__THE PROBLEM__: Search the records below for the string "under" and copy each line where it turns up.

------------------------------------------------------------

PR #1531, opened 2026-07-28
fix: enhance chapter load error handling with user-friendly retry option

### LINKED ISSUE #1377: Improve the display for when a chapter is unable to be fetched over the network
Currently, when a chapter fails to load, we just display an ugly "Failed to fetch" error message in bright red colors:

Image

Instead, we should display a nice looking error message along with a button giving the user the option to try loading the chapter data again. Something like: 

Icon: `cloud_off`
Header: "Chapter unavailable"
Sub header: "We were unable to load the data for this chapter. Please check your internet connection and try again"
Button: "Reload"

mazenemad:
fixes #1377


Blitzy:
> [!NOTE]

## Code Review — PR No. 1531: Chapter load error handling with retry

### Summary

This cleanly implements what issue #1377 asked for: instead of a raw red `Failed to fetch` string, a failed chapter load now shows a centered `cloud_off` panel with a **"Chapter unavailable"** heading, a friendly description, and a **Reload** button that re-runs the exact operation that failed. The design matches the issue spec (icon, header, sub-header, and button copy all line up).

The approach is sound. `BibleReadingManager` records the last load operation in a per-instance `lastLoadAttempt` closure, `retryLoad()` replays it, and the component keeps the panel on screen while the retry is in flight (`retrying` state) so it doesn't flash the empty body. Nice touches worth calling out: `role="alert"`, `aria-hidden` on decorative icons, `aria-busy` on the button, a `prefers-reduced-motion` guard on the spinner, `rem`-based sizing with a comment explaining why it tracks UI scale rather than the reader glyph knob, and translation keys added to `en.json` only (per the repo convention).

I ran the two affected unit test files locally — **123 tests pass**, including the new coverage for the retryable failure state, the in-flight panel persistence, and both `retryLoad()` manager paths (chapter-selection replay and initial-load replay). The `build (24.x)` CI job was still in progress at review time; I could not confirm the full suite / lint / typecheck are green, only these two files.

Nothing here is blocking. Findings below are low severity / minor.

---

### Low severity

**L1 — Retrying next/previous navigation re-runs extension navigation hooks, which may have side effects.**

`loadNextChapter` and `loadPreviousChapter` call `runNavigationHooks(...)` *before* they assign `lastLoadAttempt` (`BibleReadingManager.tsx:1475`/`1483` and `1670`/`1678`). Because `lastLoadAttempt` stores the bare function reference (`lastLoadAttempt = loadNextChapter`), pressing **Reload** re-invokes `runNavigationHooks("next"/"previous")` from scratch. Those hooks are extension-provided (`runtime.instance.navigateNext` / `navigatePrevious`, `BibleReadingManager.tsx:977`) and can perform navigation as a side effect, not just return a predicate. If an extension's hook advances internal state and returns a non-`default` outcome, a retry would apply that side effect a second time. There's also an edge case where the panel can get stuck: if the hook returns `handled` or `prevent` on the retry, the function returns *before* clearing `error.value`, so `retrying` flips back to false with the error still set and the panel stays up with nothing having happened.

- **Realistic?** Only when an installed extension implements `navigateNext`/`navigatePrevious` with side effects *and* the failure occurred on a next/previous navigation. The far more common failure paths (`selectChapter`, `selectTranslationAndChapter`, `loadInitialData`) store an argument-bound closure and don't touch the hooks, so they replay cleanly. That's why this is Low, not higher.
- **Reproduction (requires such an extension):** install an extension whose `navigateNext` mutates state and returns `{ type: "navigate", ... }`; go offline; tap next so the fetch fails and the panel appears; go back online; press Reload → the hook side effect runs twice.
- **Suggested fix:** capture the resolved next/previous chapter target *outside* the hook replay, or store a replay closure that skips re-running the hooks (e.g. have `loadNextChapter`/`loadPreviousChapter` set `lastLoadAttempt` to a closure that resumes from the post-hook fetch step). At minimum, move the `lastLoadAttempt =` assignment and `error.value = null` so a `handled`/`prevent` retry can't leave a stuck panel.

---

### Minor / nits

**M1 — `setRetrying(false)` can run after unmount.** In `retryChapterLoad` (`BibleReader.tsx:1449`), the `finally` block calls `setRetrying(false)` unconditionally. If the user switches tabs (unmounting this `BibleReader`) while a retry is still in flight, the state update lands on an unmounted component. Preact tolerates this, so it's harmless in practice — flagging only for completeness. A mounted-ref guard would silence it if you care.

**M2 — Reload button has no dark-mode-specific hover.** `.sb-reader-error-retry:hover` mixes the primary color with `black 6%` (`BibleReader.css`). On a dark primary that darkens rather than lightens the button, which reads slightly oddly in dark mode. Cosmetic; consider `color-mix(... white 8%)` under a dark selector if you want the hover to feel consistent across themes.

**M3 — CHANGELOG placement.** The entry lands under `### 🔧 Changed`. Given the issue is labeled `enhancement`, that's defensible, but if the team treats this as a UX fix for a broken state, `### 🐛 Fixed` might fit better. Purely a categorization call.

---

### Verification checklist

- [x] Matches issue #1377 spec (icon `cloud_off`, header, sub-header, Reload button)
- [x] Raw error string no longer surfaced to the reader (asserted in tests)
- [x] `retryLoad` added to both test fixtures (`BibleReader.test.tsx`, `TabSlotReader.test.tsx`) so the `BibleReadingState` interface stays satisfied
- [x] Translation keys added to `en.json` only (repo convention)
- [x] Two affected unit test files pass locally (123 tests)
- [x] New `useState` at `BibleReader.tsx:1448` sits alongside the existing `useRef` at `1366`, both after the SSR-gated `throw` at `1317`; since `import.meta.env.SSR` is a build-time constant (always false on the client), no new Rules-of-Hooks violation is introduced
- [ ] Full CI (build / lint / typecheck) — in progress at review time, not confirmed

---

KallynGowdy:
@mazenemad can you fix issue L1 from the code review above? One scenario where this would be an issue is when a user is playing a playlist. They click next to go to the next item in the playlist but the chapter fails to load. Clicking "Reload" would then cause the playlist to advance yet again instead of trying to reload the correct chapter data.

KallynGowdy (dismissed):

PR #1533, opened 2026-07-28
feat: implement OfflineTranslationsManager for downloading and managing Bible translations

### LINKED ISSUE #1375: Add the ability to download entire translations for offline use
Currently, translations are dynamically loaded chapter-by-chapter as they are viewed. This is great for first time load speed, but some users will want access to the entire Bible on their device even when offline. The Free Use Bible API supports this use-case by providing the [`/api/{translation}/complete.json` endpoint](https://bible.helloao.org/docs/reference/#get-an-entire-translation).

In the translation selector dialog, we should give users the ability to download the entire translation to their device. This would download the complete JSON file to the user's device and store it in IndexedDB (not local storage because of size limitations). BibleDataManager would then need to check IndexedDB first for a locally downloaded version before trying to fetch it from the Free Use Bible API. Additionally, the BibleDataManager should support checking for updates to downloaded translations by comparing the downloaded translation `sha256` property against the one from the `/api/available_translations.json` list (this property tracks the content hash of the entire translation in the API). Of course, this should only happen if the user has network connectivity. Finally, the user should be able to delete an already downloaded translation from their device.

------------------------------------------------------------

__OUTPUT OF THE EXERCISE__:
**M2 — Reload button has no dark-mode-specific hover.** `.sb-reader-error-retry:hover` mixes the primary color with `black 6%` (`BibleReader.css`). On a dark primary that darkens rather than lightens the button, which reads slightly oddly in dark mode. Cosmetic; consider `color-mix(... white 8%)` under a dark selector if you want the hover to feel consistent across themes.
**M3 — CHANGELOG placement.** The entry lands under `### 🔧 Changed`. Given the issue is labeled `enhancement`, that's defensible, but if the team treats this as a UX fix for a broken state, `### 🐛 Fixed` might fit better. Purely a categorization call.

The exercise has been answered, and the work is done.